» **What you are asked to do**
Your reply should be one number, which is how many lines in the listing below contain "matchers".

» **Input data**
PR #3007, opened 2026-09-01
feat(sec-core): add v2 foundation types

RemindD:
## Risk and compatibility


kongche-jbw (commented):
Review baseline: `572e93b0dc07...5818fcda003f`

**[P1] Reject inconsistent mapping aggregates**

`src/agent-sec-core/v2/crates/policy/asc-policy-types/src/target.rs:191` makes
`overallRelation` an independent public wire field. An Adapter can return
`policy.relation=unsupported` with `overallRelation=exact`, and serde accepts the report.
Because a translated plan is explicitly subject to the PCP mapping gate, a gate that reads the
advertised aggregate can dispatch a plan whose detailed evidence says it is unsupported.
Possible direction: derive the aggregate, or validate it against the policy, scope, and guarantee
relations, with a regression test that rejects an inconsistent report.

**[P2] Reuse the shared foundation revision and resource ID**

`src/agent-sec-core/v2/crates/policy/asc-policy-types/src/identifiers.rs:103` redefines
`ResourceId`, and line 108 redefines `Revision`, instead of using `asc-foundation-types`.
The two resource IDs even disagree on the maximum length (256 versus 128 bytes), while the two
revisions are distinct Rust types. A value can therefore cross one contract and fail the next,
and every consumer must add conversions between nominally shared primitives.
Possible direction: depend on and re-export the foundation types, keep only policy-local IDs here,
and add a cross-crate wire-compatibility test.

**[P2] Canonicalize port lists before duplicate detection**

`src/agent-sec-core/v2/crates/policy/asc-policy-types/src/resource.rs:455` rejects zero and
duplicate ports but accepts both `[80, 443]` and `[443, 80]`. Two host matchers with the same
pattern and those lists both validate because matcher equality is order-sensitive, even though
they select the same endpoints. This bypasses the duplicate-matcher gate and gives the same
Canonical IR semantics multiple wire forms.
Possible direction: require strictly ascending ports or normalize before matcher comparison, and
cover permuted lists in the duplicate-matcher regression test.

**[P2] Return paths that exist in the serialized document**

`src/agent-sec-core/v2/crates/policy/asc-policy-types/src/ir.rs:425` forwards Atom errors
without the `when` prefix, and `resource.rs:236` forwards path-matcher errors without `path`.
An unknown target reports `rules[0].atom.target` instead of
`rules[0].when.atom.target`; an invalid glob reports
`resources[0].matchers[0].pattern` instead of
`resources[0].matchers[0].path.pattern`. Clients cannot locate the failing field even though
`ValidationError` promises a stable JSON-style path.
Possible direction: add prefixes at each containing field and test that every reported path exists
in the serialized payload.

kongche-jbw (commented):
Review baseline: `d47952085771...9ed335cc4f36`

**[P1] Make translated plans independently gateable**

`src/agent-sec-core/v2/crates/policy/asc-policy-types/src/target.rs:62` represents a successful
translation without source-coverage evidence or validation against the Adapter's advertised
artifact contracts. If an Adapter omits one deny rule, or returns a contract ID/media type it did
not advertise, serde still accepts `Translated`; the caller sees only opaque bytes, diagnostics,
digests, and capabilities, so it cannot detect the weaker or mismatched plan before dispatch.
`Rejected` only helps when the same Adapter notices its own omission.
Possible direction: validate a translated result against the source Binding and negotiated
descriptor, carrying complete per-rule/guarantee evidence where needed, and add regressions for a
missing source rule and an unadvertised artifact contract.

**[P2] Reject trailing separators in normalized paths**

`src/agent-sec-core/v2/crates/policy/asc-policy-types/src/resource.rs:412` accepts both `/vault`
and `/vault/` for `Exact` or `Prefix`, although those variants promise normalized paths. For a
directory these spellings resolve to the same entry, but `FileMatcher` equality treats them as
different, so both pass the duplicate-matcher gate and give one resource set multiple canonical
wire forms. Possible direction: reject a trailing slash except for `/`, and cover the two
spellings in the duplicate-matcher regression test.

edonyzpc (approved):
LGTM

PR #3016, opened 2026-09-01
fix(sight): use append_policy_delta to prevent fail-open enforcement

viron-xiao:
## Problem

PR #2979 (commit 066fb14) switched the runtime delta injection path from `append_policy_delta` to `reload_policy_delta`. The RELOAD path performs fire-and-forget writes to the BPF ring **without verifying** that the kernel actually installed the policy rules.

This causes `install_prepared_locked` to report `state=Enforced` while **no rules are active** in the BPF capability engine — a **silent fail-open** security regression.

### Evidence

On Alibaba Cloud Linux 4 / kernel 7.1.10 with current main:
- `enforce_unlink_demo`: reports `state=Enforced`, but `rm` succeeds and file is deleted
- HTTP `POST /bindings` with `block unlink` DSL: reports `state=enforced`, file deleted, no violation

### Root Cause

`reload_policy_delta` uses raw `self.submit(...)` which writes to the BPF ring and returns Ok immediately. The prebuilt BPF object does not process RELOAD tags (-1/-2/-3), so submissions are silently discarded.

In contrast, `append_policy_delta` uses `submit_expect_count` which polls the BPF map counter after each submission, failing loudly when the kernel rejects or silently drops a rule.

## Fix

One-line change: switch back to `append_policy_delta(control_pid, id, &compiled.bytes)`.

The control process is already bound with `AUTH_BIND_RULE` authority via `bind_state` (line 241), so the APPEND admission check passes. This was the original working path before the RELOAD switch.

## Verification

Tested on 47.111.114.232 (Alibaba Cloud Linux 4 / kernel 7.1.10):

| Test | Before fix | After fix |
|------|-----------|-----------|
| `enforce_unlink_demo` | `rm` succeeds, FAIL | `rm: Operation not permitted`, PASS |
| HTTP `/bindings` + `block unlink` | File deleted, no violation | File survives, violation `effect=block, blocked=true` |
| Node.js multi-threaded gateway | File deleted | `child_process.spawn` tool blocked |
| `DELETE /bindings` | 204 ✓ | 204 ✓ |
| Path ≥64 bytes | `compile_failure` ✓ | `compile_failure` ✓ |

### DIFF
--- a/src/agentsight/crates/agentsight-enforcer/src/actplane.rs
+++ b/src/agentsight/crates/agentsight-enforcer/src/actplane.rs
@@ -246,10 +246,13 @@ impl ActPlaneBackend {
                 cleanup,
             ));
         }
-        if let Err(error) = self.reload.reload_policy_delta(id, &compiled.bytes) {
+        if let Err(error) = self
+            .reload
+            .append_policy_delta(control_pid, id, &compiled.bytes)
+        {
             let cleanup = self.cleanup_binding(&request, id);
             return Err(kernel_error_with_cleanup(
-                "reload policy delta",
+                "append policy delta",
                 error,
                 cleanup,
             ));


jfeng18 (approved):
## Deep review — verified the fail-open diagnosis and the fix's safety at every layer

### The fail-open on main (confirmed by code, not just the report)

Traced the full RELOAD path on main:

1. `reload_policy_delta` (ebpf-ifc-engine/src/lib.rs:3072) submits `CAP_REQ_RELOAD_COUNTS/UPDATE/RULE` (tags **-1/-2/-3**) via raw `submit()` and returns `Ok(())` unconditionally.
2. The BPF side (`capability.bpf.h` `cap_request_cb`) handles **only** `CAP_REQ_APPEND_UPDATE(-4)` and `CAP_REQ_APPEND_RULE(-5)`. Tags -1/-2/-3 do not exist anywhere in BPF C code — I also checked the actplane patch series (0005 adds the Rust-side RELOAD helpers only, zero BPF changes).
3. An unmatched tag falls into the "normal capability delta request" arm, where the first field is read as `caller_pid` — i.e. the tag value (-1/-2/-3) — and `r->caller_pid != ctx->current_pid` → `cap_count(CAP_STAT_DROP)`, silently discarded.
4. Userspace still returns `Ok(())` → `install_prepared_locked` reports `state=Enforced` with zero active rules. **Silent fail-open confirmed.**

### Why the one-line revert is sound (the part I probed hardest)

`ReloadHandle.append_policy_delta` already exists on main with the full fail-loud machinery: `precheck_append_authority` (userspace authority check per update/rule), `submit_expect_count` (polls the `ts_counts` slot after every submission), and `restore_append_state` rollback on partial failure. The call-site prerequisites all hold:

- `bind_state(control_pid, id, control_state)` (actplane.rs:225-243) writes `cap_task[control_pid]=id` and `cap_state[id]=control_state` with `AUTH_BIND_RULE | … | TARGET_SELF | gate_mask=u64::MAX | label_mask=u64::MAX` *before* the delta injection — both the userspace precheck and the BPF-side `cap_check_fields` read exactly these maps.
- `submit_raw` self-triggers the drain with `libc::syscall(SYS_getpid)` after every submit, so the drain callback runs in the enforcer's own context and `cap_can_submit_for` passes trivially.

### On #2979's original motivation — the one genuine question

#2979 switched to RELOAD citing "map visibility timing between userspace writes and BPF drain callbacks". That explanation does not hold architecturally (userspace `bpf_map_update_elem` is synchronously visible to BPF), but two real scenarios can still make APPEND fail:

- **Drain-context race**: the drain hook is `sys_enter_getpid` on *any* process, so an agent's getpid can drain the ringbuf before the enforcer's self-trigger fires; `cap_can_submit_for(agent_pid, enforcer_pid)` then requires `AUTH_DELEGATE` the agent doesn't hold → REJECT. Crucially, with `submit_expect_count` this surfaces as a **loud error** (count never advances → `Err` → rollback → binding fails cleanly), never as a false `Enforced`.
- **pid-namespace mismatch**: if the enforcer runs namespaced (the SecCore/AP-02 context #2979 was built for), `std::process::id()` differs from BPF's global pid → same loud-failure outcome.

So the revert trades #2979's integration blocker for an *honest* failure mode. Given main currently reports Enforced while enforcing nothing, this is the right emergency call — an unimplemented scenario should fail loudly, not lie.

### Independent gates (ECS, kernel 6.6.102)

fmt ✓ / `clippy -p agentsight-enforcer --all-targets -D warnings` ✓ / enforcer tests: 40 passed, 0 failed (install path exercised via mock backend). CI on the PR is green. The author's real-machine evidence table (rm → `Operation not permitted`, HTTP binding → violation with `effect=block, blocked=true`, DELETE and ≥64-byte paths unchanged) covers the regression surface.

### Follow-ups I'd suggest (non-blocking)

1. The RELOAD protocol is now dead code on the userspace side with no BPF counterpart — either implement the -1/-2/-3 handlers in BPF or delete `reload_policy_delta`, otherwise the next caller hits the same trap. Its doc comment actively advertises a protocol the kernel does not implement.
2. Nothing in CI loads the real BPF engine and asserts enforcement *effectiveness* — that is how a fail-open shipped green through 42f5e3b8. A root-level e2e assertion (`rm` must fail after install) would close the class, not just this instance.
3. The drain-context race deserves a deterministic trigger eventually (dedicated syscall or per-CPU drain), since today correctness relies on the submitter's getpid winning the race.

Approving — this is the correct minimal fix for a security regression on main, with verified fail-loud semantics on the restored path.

» **Answer box**
3